三明治,我的桌上有一个三明治。下午两点的外卖,吃掉一个还剩一个,午餐加晚餐。明天还会有一个三明治,后天、大后天。因为桌上需要有一个三明治,我应该也需要。我不知道三明治是什么味道,一个又一个,它确定了我的早餐、午餐或晚餐。如果时间有味道,可能是三明治的味道,但三明治没有味道。

两点半,我开始看《时时刻刻》。Hour为什么有复数?对活着的人来说,对一系列的重复来讲,复数是一种讽刺吗?说它是欺骗更合理,安全并令人满足。

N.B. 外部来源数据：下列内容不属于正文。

PR #1327, opened 2022-04-06
Various fixes in the pool component

### LINKED ISSUE #1164: Trying to remove liquidity using the "max" button sometimes gives an error
**Describe the bug**
When trying to remove liquidity from this asset [did:op:ca285f858304b20e4e319e9c1b17fcc60b8a2e08af8e52d88fd2b9427f9d5649](https://market-git-v4-oceanprotocol.vercel.app/asset/did:op:ca285f858304b20e4e319e9c1b17fcc60b8a2e08af8e52d88fd2b9427f9d5649) using the "max" button, the value is too high and an error is shown

**Screenshots**
Screenshot 2022-03-03 at 16 48 59

### LINKED ISSUE #1266: Update numbers on pool tab automatically
With #1265 we disabled interval fetching as it was creating way too many issues but the principle feature is still something we want so users do not have to reload the page to get updated numbers.

For this, check out urql and how its architecture could have a replacement for simple interval re-fetching which in turn might be better solution than adding and managing intervals. Or make use of subscribing feature of GraphQL.

Like:

https://formidable.com/open-source/urql/docs/advanced/retry-operations/
https://formidable.com/open-source/urql/docs/basics/ui-patterns/#reacting-to-focus-and-stale-time
https://formidable.com/open-source/urql/docs/advanced/subscriptions/

### LINKED ISSUE #1316: Pool numbers don't add up (part 2)
I added 130 ocean to this pool . I mostly don't understand "your value locked"
image
image

mihaisc:
- closes #1316 (wasn't really an issue)
- should also fix #1164
- proper validation in add liquidity
- added "Expected output" in remove liquidity
image
- fixed percentage calculations in remove liquidity
- update all UI after removing liquidity. Didn't do anything regarding this. Sometimes the subgraph updates before i get the confirmation popup from metamask, sometimes it takes like a second. At this moment i feel like solving this would be too complicated and it's not worth it.
- small tweaks to `Token` regarding conversion
- Refactors in pool context

`Your liquidity` - in base token
`Owner liquidity` - in base token
`Total value locked` - is just the base token liquidity 

- price for pool is calculated locally (not calling contracts) . Price calculation still takes some time because we need to fetch pool data from subgraph and fee from provider.
- pool liquidity calculation for user and owner are done locally (not calling contracts) 
- restored pool interval fetch, closes #1266

- added a global context. Now it is used only for opc fee, we can use this for all various data 
- use and display correct opc based on chain and approved token

In profile :
- `TVL in Own Assets` is a sum of `Your liquidity` in own assets
- `TVL` is a sum of `Your liquidity` in all assets
- in pool shares table `Your value locked` becomes `Your liquidity`  and `Total value locked` is just the base token liquidity converted

- `getAccountTVLInOwnAssets` renamed to `getAccountLiquidityInOwnAssets` and now is calculated locally.
- fixed `getPoolSharesLiquidity`
- fixed `getAssetsFromPoolShares`
- fixed  `Liquidity`


kremalicious:
> WIP : update all UI after removing liquidity

nice. Fun thing was that I was not even able to get fresh numbers with the `Refresh Data` button, was always fetching me old pool shares. Cause it's super weird, we refetch in multiple places automatically but the response simply is old stuff and wasn't able to figure out yet why and where this comes from

EnzoVezzaro:
> * Pool numbers don't add up (part 2)  #1316

I had a similar issue the `refresh data` button, but while adding liquidity. I add some liquidity and after the tx success, the UI changed (with new balance) but the Pool numbers stayed the same for like 30sec before I was able to update the data with the `refresh data` button. 

Also, I found a weird bug: after removing all my liquidity, the UI still reflected the old expected output. I couldn't replicate this consistently as it doesn't happens always.

Screen Shot 2022-04-06 at 10 05 36 AM

kremalicious:
> after removing all my liquidity, the UI still reflected the old expected output.

in this case we should set it to 0 manually, we do the same for all other displayed values in the `finally` clause for handling removing liquidity

mihaisc:
Delaying this a bit because the math in the remove part is WRONG 😭 , not sure yet how much needs to be refactored.

EnzoVezzaro (approved):
found no issues while testing. Tested: 

- add liquidity
- remove liquidity (with / without max button)
- trade in & out

kremalicious:
adding/removing and values shown on those screens seem fine in my tests.

On pool screen, problem with my liquidity, added 10 OCEAN but shows about 20 OCEAN:

Screen Shot 2022-04-08 at 13 10 29

Also double checked and after adding liquidity the fetched subgraph data indeed gives back no pool shares, only after hitting _refresh data_ multiple times I got updated numbers after like 20 sec. So on frontend we seem to be doing everything right and that fetching of subgraph multiple times is theoretically unnecessary

mihaisc:
@kremalicious soo, is there any issue? 😆  Also can in the future when you see that the subgraph updates so slow can you write the time when this happened? Extra step can you do a direct query to the subgraph?

kremalicious:
was just basically my testing session report, sorry 😀 But first part is independent of allegedly delayed subgraph update, added 10 OCEAN but shows about 20 OCEAN. So that's an issue, which is also present with `v4`.

Above screenshot is on this dataset:
https://market-git-fix-1316-oceanprotocol.vercel.app/asset/did:op:63920bb64ad1e79bed73214e5fd574fc68c0977cdba5b7031aa98a3a83e28197

Doing only this tx:
https://rinkeby.etherscan.io/tx/0x2307dda4f5ca0e7816545f172faec0459352321ae4d872e49353661c9ed91984

kremalicious:
On [this asset](https://market-git-fix-1316-oceanprotocol.vercel.app/asset/did:op:42d405447ee257a8033121e15e37b81c9bb894c2d4047736abf94e66e4842e49) I also added only 10 OCEAN, but shows I have about 33 OCEAN. Maybe this is expected and reflects liquidity provider rewards like swaps happening on that pool with in last 3 days?

Screen Shot 2022-04-08 at 20 01 32

mihaisc:
> was just basically my testing session report, sorry 😀 But first part is independent of allegedly delayed subgraph update, added 10 OCEAN but shows about 20 OCEAN in Your Value Locked. So that's an issue, which is also present with v4.

Yes, because that is TVL  = liquidity x2. Once again tvl proves to be more confusing than liquidity, not sure it was a good idea to change everything to tvl.

The second issue i don't understand . From what i can see you have `932,904,168,293,271,000` pool tokens. That means you should get `6.359891681121760024` OCEAN
image

mihaisc:
Drop 'locked' from names. The amount will be just the amount of ocean the user is able to remove.

mihaisc:
We have been using in code both pool tokens and pool shares . While they mean the same thing, for some people it might be confusing so we should stick to one. So pool tokens or pool shares ? opinions...

src/@context/GlobalData/_types.ts
```diff
@@ -0,0 +1,11 @@
+export interface OpcValue {
```
kremalicious, line 1: this all is so generic in naming, I wouldn't know what "OceanProtocolCommunityValue" written out would exactly get, and "GlobalData" is kinda what all our context providers hold.

As for file organization, full refactor way would be to merge `useSiteMetadata` hook and this context in this PR into a new e.g. `MarketMetadata` provider, where all values added in here could be put under a `fees` object

src/@context/Pool/index.tsx
```diff
@@ -97,137 +89,120 @@ function PoolProvider({ children }: { children: ReactNode }): ReactElement {
...
+        newPoolOwnerInfo
+      )
     }
-    setPoolInfoOwner(newPoolOwnerInfo)
-    LoggerInstance.log('[pool] Created new owner pool info:', newPoolOwnerInfo)
+
+    calculatePoolOwnerInfo()
   }, [
-    ownerPoolShares,
+    asset.chainId,
```
kremalicious, line 149: throughout this file we seem to assume that `asset` can be undefined as we are doing `asset?....` a lot so I guess we should keep it for every `asset` access in this file, so in this case `asset?.chainId`

src/@context/Pool/index.tsx
```diff
@@ -97,137 +89,120 @@ function PoolProvider({ children }: { children: ReactNode }): ReactElement {
...
+      const poolSharePercentage = new Decimal(poolInfoUser.poolShares)
+        .dividedBy(new Decimal(poolInfo.totalPoolTokens))
+        .mul(100)
+        .toFixed(2)
+
+      setUserHasAddedLiquidity(Number(poolSharePercentage) > 0)
+
+      const newPoolInfoUser = {
+        liquidity: userLiquidity,
+        poolshares: poolInfoUser.poolShares,
```
kremalicious, line 185: it's `poolShares` in the typings, the new `const` should be assigned that typing above so this small typo should get visible in type checking then

src/@types/Utils.d.ts
```diff
@@ -0,0 +1,9 @@
+interface CalcInGivenOutParams {
+  tokenInLiquidity: string
+  tokenOutLiqudity: string
```
kremalicious, line 3: small typo:

```suggestion
  tokenOutLiquidity: string
```

src/components/Asset/AssetActions/Download.tsx
```diff
@@ -55,19 +59,35 @@ export default function Download({
...
+
+      const params = {
+        tokenInLiquidity: poolData?.baseTokenLiquidity,
+        tokenOutLiqudity: poolData?.datatokenLiquidity,
+        tokenOutAmount: '1',
+        opcFee: getOpcForToken(poolData.baseToken.address, asset?.chainId),
+        lpSwapFee: poolData?.liquidityProviderSwapFee,
+        publishMarketSwapFee: poolData?.publishMarketSwapFee,
+        consumeMarketSwapFee: '0'
+      } as CalcInGivenOutParams
```
kremalicious, line 77: this converts from one type to the other so errors in above object creation would not be checked. To get that, we want the variable to be assigned a type, so `const params: CalcInGivenOutParams`

src/components/Asset/AssetActions/Pool/Add/index.tsx
```diff
@@ -40,15 +41,25 @@ export default function Add({
   const [newPoolShare, setNewPoolShare] = useState('0')
   const [isWarningAccepted, setIsWarningAccepted] = useState(false)
 
+  // eslint-disable-next-line security/detect-non-literal-regexp
+  const maxDecimalsValidation = new RegExp(
```
kremalicious, line 45: we also have this defined in `Publish/_validations.ts` so we should abstract this to somewhere, guess if in doubt drop into generic `@utils/constants.ts` :-)

src/components/Asset/AssetActions/Pool/Remove/_utils.ts
```diff
@@ -1,19 +1,42 @@
-import { calcMaxExactOut } from '@oceanprotocol/lib'
+import { PoolInfo, PoolInfoUser } from '@context/Pool/_types'
+import { calcMaxExactOut, Pool } from '@oceanprotocol/lib'
 import Decimal from 'decimal.js'
+// eslint-disable-next-line camelcase
+import { PoolData_poolData } from 'src/@types/subgraph/PoolData'
```
kremalicious, line 5: in other places when using those subgraph typings we convert this to a camelcase typename which then ESLint seem to like again. So in this case maybe:

```suggestion
import { PoolData_poolData as PoolData } from 'src/@types/subgraph/PoolData'
```

src/components/Asset/AssetActions/Pool/Remove/index.module.css
```diff
@@ -50,25 +50,30 @@
...
+.output p {
+  font-weight: var(--font-weight-bold);
+  margin-bottom: calc(var(--spacer) / 8);
+  font-size: var(--font-size-small);
 }
 
-.output [class*='token'] > figure {
-  display: inline-block;
+.output [class*='token'] {
+  white-space: normal;
```
kremalicious, line 70: Was introducing wrapping intended here? This would make token image + value + symbol wrap to next line, whereas original intention was for them to be always on one line. Wrapping after token image would be fine in some instances I guess but see we are hiding it anyway in this case. Effectively making value and symbol wrap which should be prevented at all times

src/components/Asset/AssetActions/Pool/Remove/index.tsx
```diff
@@ -137,20 +134,18 @@ export default function Remove({
       .dividedBy(100)
       .mul(new Decimal(poolInfoUser.poolShares))
       .toString()
-
-    setAmountPoolShares(`${amountPoolShares.slice(0, 18)}`)
+    setAmountPoolShares(amountPoolShares)
   }
 
-  function handleMaxButton(e: ChangeEvent<HTMLInputElement>) {
+  async function handleMaxButton(e: ChangeEvent<HTMLInputElement>) {
```
kremalicious, line 140: nothing `async` going on here but guess some state setting works more reliably with it here?

src/components/Asset/AssetActions/Pool/Remove/index.module.css
```diff
@@ -50,25 +50,30 @@
...
 }
 
-.output figure[class*='pool shares'] {
+.output [class*='token'] > figure {
```
kremalicious, line 73: do we actually need this? As further down we put `noIcon` onto `Token` component (in code-review-only phase, did not check out visually yet)

src/components/Profile/History/PoolShares/Liquidity.tsx
```diff
@@ -14,38 +13,22 @@ export function Liquidity({
   row: AssetPoolShare
   type: string
 }) {
-  let price = '0'
   let liquidity = '0'
```
kremalicious, line 16: guess it works as it was done quickly originally but proper React way would be to put this all into `useState` and `useEffect` to minimize recalculations

src/components/Asset/AssetActions/Pool/Remove/index.module.css
```diff
@@ -50,25 +50,30 @@
...
 
 .output {
-  composes: output from '../Add/Output.module.css';
+  border-top: 1px solid var(--border-color);
+  padding: var(--spacer);
+  padding-bottom: calc(var(--spacer) / 1.5);
+  display: grid;
+  gap: var(--spacer);
+  grid-template-columns: 1fr 1fr;
+  margin-left: -2rem;
```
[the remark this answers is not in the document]
kremalicious: there it is, dealing with `margin` & `padding` already

```css
composes: container from '../Section/index.module.css';
```

src/@context/GlobalData/_types.ts
mihaisc: Agree on all the naming stuff. Added that context like this so that we can fix/evolve in another pr so that this one doesn't get any bigger.

src/@context/Pool/index.tsx
```diff
@@ -97,137 +89,120 @@ function PoolProvider({ children }: { children: ReactNode }): ReactElement {
...
-    const poolShare = new Decimal(ownerPoolShares)
-      .dividedBy(poolInfo.totalLiquidityInOcean)
-      .mul(100)
-      .toFixed(2)
-
-    const newPoolOwnerInfo = {
-      liquidity: new Decimal(ownerPoolShares), // liquidity in base token, values from from `calcSingleOutGivenPoolIn` method
-      poolShares: ownerPoolShares,
-      poolShare
+    async function calculatePoolOwnerInfo() {
```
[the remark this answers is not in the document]
mihaisc: Yes, i tried to keep refactoring to a minimum. Basically make it work , don't add bugs. If we go this route we can refactor soo much . The async part is just a remnant that i forgot to remove, i'll take a look.

src/components/Asset/AssetActions/Pool/Remove/index.module.css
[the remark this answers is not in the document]
mihaisc: This answer is valid for all the css related comments: 
I just copy pasted stuff so it doesn't break and looks reasonable. It's always under the assumption that it will be fixed/made prettier in a later pr 🤣

src/components/Profile/History/PoolShares/Liquidity.tsx
mihaisc: true 😞

mihaisc:
Ok, fixed all comments. Found some other "less optimal" stuff but we can't refactor everything here. Ain't touching the css 😁

README.md
```diff
@@ -134,11 +134,11 @@ const queryLatest = {
 }
 
 function Component() {
-  const { appConfig } = useSiteMetadata()
+  const { siteMetadata } = useMarketMetadata()
   const [result, setResult] = useState<QueryResult>()
 
   useEffect(() => {
-    if (!appConfig.metadataCacheUri) return
+    if (!siteMetadata?.appConfig.metadataCacheUri) return
```
kremalicious, line 141: so nested :-) Awesome, thanks for doing this context merge in here. As we are accessing `appConfig` a lot think would make sense moving it up one level into `MarketMetadataProviderValue` data structure so `SiteMetadata` is then left to be only the content from json files. But that's like, super bonus. Would have advantage that `appConfig` would be always present from the beginning as we can directly import the file and add it to the context provider value so never a need for optional chaining then

kremalicious: also remembered dealing with importing data and merging in extra method is a remnant from Gatsby where we had to get this data with graphql and then pass it through. With Next.js we could ditch all this when we deal with import of json & js files which are present at build time, and just directly import in `@context/MarketMetadata/index.tsx` and add to context value

mihaisc: ok, this should be the final version

kremalicious:
ah well, I was wrong, some internals of hooks seem to make even direct imports being not available for small amount of time. This is what I get when starting up locally:

Screen Shot 2022-04-21 at 16 41 07

Just removing `appConfig.chainIdsSupported` from dependency array makes it work again for me

mihaisc:
A small null check did the trick. I missed it there, it should be all over the place.

kremalicious:
oh, now I know why, cause we start `appConfig` with empty state. What I meant is that we can directly put the import on the output value, without any local state in between. I"ll quickly test this and will push in here if that works so we end up without that `getSiteMetadata()` at all

kremalicious (approved):
Excellent, catches so many issues and numbers make way more sense than before and should be continued to be tested in `v4`. And with 65 changed files one of the more lighter refactors we had, but also excellent add/remove line ratio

我看不出作早餐的三明治和作晚餐的三明治有什么不同——买来的或偷来的,火腿的或鸡蛋的,加热的或冷掉的。死去的人呢?复数是一种尊重吗?没有这个必要,虽然尊重仅仅属于死者——部分死者。如果只是一种标记,记录如自缢、投河或中毒的死法,那或许太过奢侈,不太像我们的作风。“停止跳动的心脏”比“死亡”更容易让人接受,剔除精神世界让一切更加连贯,尽管这是一种篡改。毁灭不是一瞬间的崩塌,而是一瞬间的矗立——就像在hour后面添一个s。

读完《达洛卫夫人》之后,我推翻了我最爱伍尔夫的《奥兰多》的说法。一天,一生,时时刻刻。达洛卫夫人钻进了一个套子,她不知道怎么结束。买花、开派对、再重复,套子里有什么她就做什么,像任何一个美满、热情的太太一样。她拒绝抹掉hours的小尾巴,紧紧栓在上面,摇摇晃晃,时时刻刻。她无法面对一个只属于自己的生命,因为她需要的不是生命,像任何一个美满、热情的太太一样。达洛卫夫人、伍尔夫、克拉丽莎、劳拉布朗……她们恰当地走进另一个生命,告诉她完美的理由,或告诉自己;又恰当地走出,没有揭晓任何道理。时时刻刻,她离开,她留下。一个没有结果的故事。

最后,她让你重新看生命;她告诉你她如何选择了生命;她开始新的生命。不是新的生命,是生命的延续。接着,还会有一位夫人,时时刻刻。